Abstract

Puccinia horiana is the causal agent of chrysanthemum white rust or Japanese rust. This microcyclic autoecious rust has a quarantine status and can cause major damage in the commercial production of Chrysanthemum x morifolium. Given the international and often trans-continental production of planting material and cut flowers of chrysanthemum and the decreasing availability of registered fungicides in specific regions, breeding for resistance against P. horiana will gain importance and will need to involve the appropriate resistance genes for the pathotypes that may be present.
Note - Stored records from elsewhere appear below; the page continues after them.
PR #805, opened 2026-07-15
Look for config files anywhere up the tree

### LINKED ISSUE #52: Version in .bazelversion should be respected without WORKSPACE file

### LINKED ISSUE #523: .bazelversion not being read in parent directory outside of WORKSPACE

keith:
Previously the README said that bazelisk would discover the
`.bazelversion` file "in the current directory or recursively any parent
directory", but this wasn't the case. It would only find it in the root
of the project. This doesn't work for cases where users have this layout
for testing:

```
repo/MODULE.bazel
repo/.bazelversion
repo/e2e/MODULE.bazel
```

In this case it would only look beside `repo/e2e/MODULE.bazel`, not find
the `repo/.bazelversion` and fallback to other logic. Folks often fix
this by symlinking the root `.bazelversion` to the subdirectory.

This changes the behavior to do what was stated before. The new behavior
applies for the `.bazeliskrc` too.

Fixes https://github.com/bazelbuild/bazelisk/issues/52
Fixes https://github.com/bazelbuild/bazelisk/issues/523


keith:
I chose not to touch `repo/tools/bazel` discovery here since that felt a bit weird to do recursively up, but maybe that leads to more confusion?

jkanywhere (approved):

core/core.go
```diff
@@ -413,26 +413,23 @@ func GetBazelVersion(config config.Config) (string, error) {
...
-			scanner.Scan()
-			bazelVersion := scanner.Text()
-			if err := scanner.Err(); err != nil {
-				return "", fmt.Errorf("could not read version from file %s: %v", bazelVersion, err)
-			}
+		scanner := bufio.NewScanner(f)
+		scanner.Scan()
+		bazelVersion := scanner.Text()
+		if err := scanner.Err(); err != nil {
+			return "", fmt.Errorf("could not read version from file %s: %v", bazelVersion, err)
```
fweikert: Please use bazelVersionPath instead (it's a pre-existing bug, but would be nice to fix here).

fweikert (approved):

keith:
updated!

fweikert (approved):

PR #808, opened 2026-08-08
Add bash completion conffile to debian packages

jwnimmer-tri:


jwnimmer-tri:
This is an improvement upon #563, so I'll ping @fweikert for review, please?

deb/BUILD
```diff
@@ -17,6 +19,31 @@ genrule(
...
 
+run_binary(
+    name = "bazelisk_completion_bash",
+    args = [
+        "completion",
+        "bash",
+    ],
+    env = {
+        "HOME": "/tmp",
+        "USE_BAZEL_VERSION": "9.2.0",
```
fweikert: Maybe replace with latest to avoid this becoming stale

fweikert (changes requested):

deb/BUILD
jwnimmer-tri: The upstream (bazel) completion script doesn't change that often, so I don't think staleness is a _huge_ concern.  (Previously, users would install this conffile by hand, so it would necessarily become stale since it was a manual process to refresh it.)

I do think this should be pinned to an exact version, so that `bazelisk` releases are reproducible when rebuilt from the same tag.  That seems more important than possible staleness.

I'm open to suggestions on how we could (via docs and/or automation and/or CI scripting) encourage this pin to be keep somewhat current.

PR #814, opened 2026-09-17
Support patches of release candidates

### LINKED ISSUE #813: support patches of release candidates
I needed to patch Bazel 9.3.0rc1 in order to try it out.  So naturally, I named the patched release candidate something like 9.3.0rc1-patch1.

I then quickly discovered that Bazelisk has no concept of a patched release candidate: https://github.com/bazelbuild/bazelisk/blob/master/versions/versions.go#L22-L23

via a diagnostic:
```
2026/09/17 08:35:43 could not download Bazel: could not resolve the version '9.3.0rc1-patch1' to an actual version number: invalid version '9.3.0rc1-patch1'
```

dws:
This permits naming a patched release candidate in a reasonable way, such as "9.3.0rc1-patch1".  This is analogous to how we already support naming patches of releases, such as "9.3.0-patch1".

Fixes #813.


versions/versions.go
```diff
@@ -68,6 +69,9 @@ func Parse(fork, version string) (*Info, error) {
 	} else if candidatePattern.MatchString(version) {
 		vi.IsLTS = true
 		vi.MustBeCandidate = true
+	} else if candidatePatchPattern.MatchString(version) {
```
fweikert: Maybe merge the if clause with the previous one since the body is the same.

fweikert (changes requested):

versions/versions.go
dws: Done!

fweikert (approved):

PR #815, opened 2026-09-19
Document `BAZELISK_WRAPPER_PATH`

marlamb:
It was introduced more than two years ago in #567 . Documenting it
explicitly makes it easier to find and highlights that it is a part of
the public interface.


fweikert (approved):
Note: the PR title contains an incorrect env var name

PR #2101, opened 2021-01-29
fix: add truncation for List group header text

InnaAtanasova:
## Related Issue
Part of SAP/fundamental-styles#2063

## Description
This PR adds truncation rules for the List component Group Header <li> element

BREAKING CHANGE:
change in the markup, now the text is wrapped in a span with `fd-list__title` class.
Affected components: combobox-input, standard list, multi combobox, multi input, select

Before:
```
<li role="listitem" class="fd-list__group-header">
    Group header 1
</li>
```
Now:
```
<li role="listitem" class="fd-list__group-header">
    <span class="fd-list__title">Group header 1</span>
 </li>
```

### Before:
Screen Shot 2021-01-29 at 11 39 19 AM

### After:
Screen Shot 2021-01-29 at 11 39 37 AM

- [x] All values are in `rem`
- [na] RTL support
3. Testing
- [x] Updated tests
4. Documentation

### DIFF
--- a/src/_listBase.scss
+++ b/src/_listBase.scss
@@ -168,10 +168,13 @@
     border-bottom: var(--sapList_BorderWidth) solid var(--sapList_GroupHeaderBorderColor);
     color: var(--sapList_GroupHeaderTextColor);
     align-items: flex-end;
-    font-size: $fd-list-normal-font-size;
-    font-weight: bold;
     height: 2.75rem;
-    line-height: 2rem;
+
+    .#{$block}__title {
+      font-size: $fd-list-normal-font-size;
+      font-weight: bold;
+      line-height: 2rem;
+    }
   }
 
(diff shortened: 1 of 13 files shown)


JKMarkowski (approved):

JKMarkowski (changes requested):
Hi @InnaAtanasova  Could you apply these changes in every occurence of `fd-list__group-header`? I see it's missing in select/combobox/multi input (This is the moment when chromatic is useful)

InnaAtanasova:
> Hi @InnaAtanasova Could you apply these changes in every occurence of `fd-list__group-header`? I see it's missing in select/combobox/multi input (This is the moment when chromatic is useful)

Updated

JKMarkowski (approved):
LGTM

Issue #2097, opened 2021-01-28
Card - Unwanted hover style on card header


mengbingguo:
**Describe the bug**
There is hover style change on the card header, even if no interaction is set on the card header.

> Is this issue related to a specific component?

Card

> What version of the Fundamental Library Styles are you using?

0.15.0

> What front-end framework are you implementing in, e.g., Angular, React, etc.?
Angular, React

**To Reproduce**
https://sap.github.io/fundamental-styles/?path=/docs/components-card--card-anatomy

**Expected behavior**
Should have the possibility to turn on/off card header interactibility.

Non-interactive card header example in SAPUI5:
https://sapui5.hana.ondemand.com/#/entity/sap.f.Card/sample/sap.f.sample.Card

- Background color shouldn't change on hover
- Cursor should be `default`, unless hovering over text in header, then it should be the `text` cursor

**Screenshots**

https://user-images.githubusercontent.com/75482561/106125558-99ca7580-615c-11eb-81a6-b5aaa6a90225.mov

droshev:
Action item:
- [ ] create examples for cards with header that navigates to something and cards with a header that doesn't do so. Make sure to use correct card type examples

PR #2113, opened 2021-02-02
feat: Add non-interactive state to card header

JKMarkowski:
## Related Issue
Closes https://github.com/SAP/fundamental-styles/issues/2097

## Description
There is added new `fd-card__header--non-interactive` class modifier. And description of its usage.

- [x] `fd-reset()` mixin is applied to all element
3. Testing
- [x] Updated tests
4. Documentation

### DIFF
--- a/src/card.scss
+++ b/src/card.scss
@@ -41,27 +41,11 @@ $fd-card-content-avatar-text-spacing: 0.5rem !default;
     @include fd-reset();
     @include fd-flex();
 
-    @include fd-hover() {
-      background: var(--sapTile_Hover_Background);
-    }
-
-    @include fd-active() {
-      background: var(--sapTile_Active_Background);
-    }
-
-    @include fd-focus() {
-      outline-style: dotted;
-      outline-width: var(--sapContent_FocusWidth);
-      outline-color: var(--sapContent_FocusColor);
-      outline-offset: -0.125rem;
-    }
-
     padding: 1rem;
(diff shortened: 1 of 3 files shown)


src/card.scss
```diff
@@ -41,6 +42,13 @@ $fd-card-content-avatar-text-spacing: 0.5rem !default;
     @include fd-reset();
     @include fd-flex();
 
+    padding: 1rem;
+    background: $fd-card-default-body-background-color;
+    border-bottom: $fd-card-header-border;
+    border-radius: $fd-card-header-border-radius $fd-card-header-border-radius 0 0;
+    text-decoration: none;
+    cursor: pointer;
+
```
InnaAtanasova, line 51: why did you move these rules here?
not that it's a big deal but usually all @include statements are at the beginning (except rtl) and after that come the normal css rules

JKMarkowski: It's done because it is totally `fd-hover/active/selected` are totally different mixins than `flex/reset`. I treat them same as `&:hover/active/selected`. That's why those properties have been moved up

mikerodonnell89 (approved):

InnaAtanasova (approved):

src/card.scss
InnaAtanasova: of course they are different. But the order of the css should not be important :) it's just a common practice in scss world that the include statements are at the beginning.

As pathotypes have not been well characterized in this system, the main objective was to build an international collection of isolates and screen these on a large collection of cultivars to identify different pathotypes. Using a robust and high throughput bioassay, we tested 36 selected cultivars with 22 individual single-pustule isolates of P. horiana. The isolates originated from three different continents over 4 different collection years and included some isolates from cultivars previously reported as resistant. In most cases the bioassays resulted in a clear scoring of interaction phenotypes as susceptible or resistant, while in several cases consistent intermediate phenotypes were found, often on specific cultivars. Twenty-four of the cultivars gave a differential interaction phenotype profile. All isolates produced a unique profile, infecting a minimum of 4 and a maximum of 19 differential cultivars. Based on the Person analysis of these profiles, this pathosystem contains at least seven resistance genes (and seven avirulence genes), demonstrating the highly complex race structure in this pathosystem.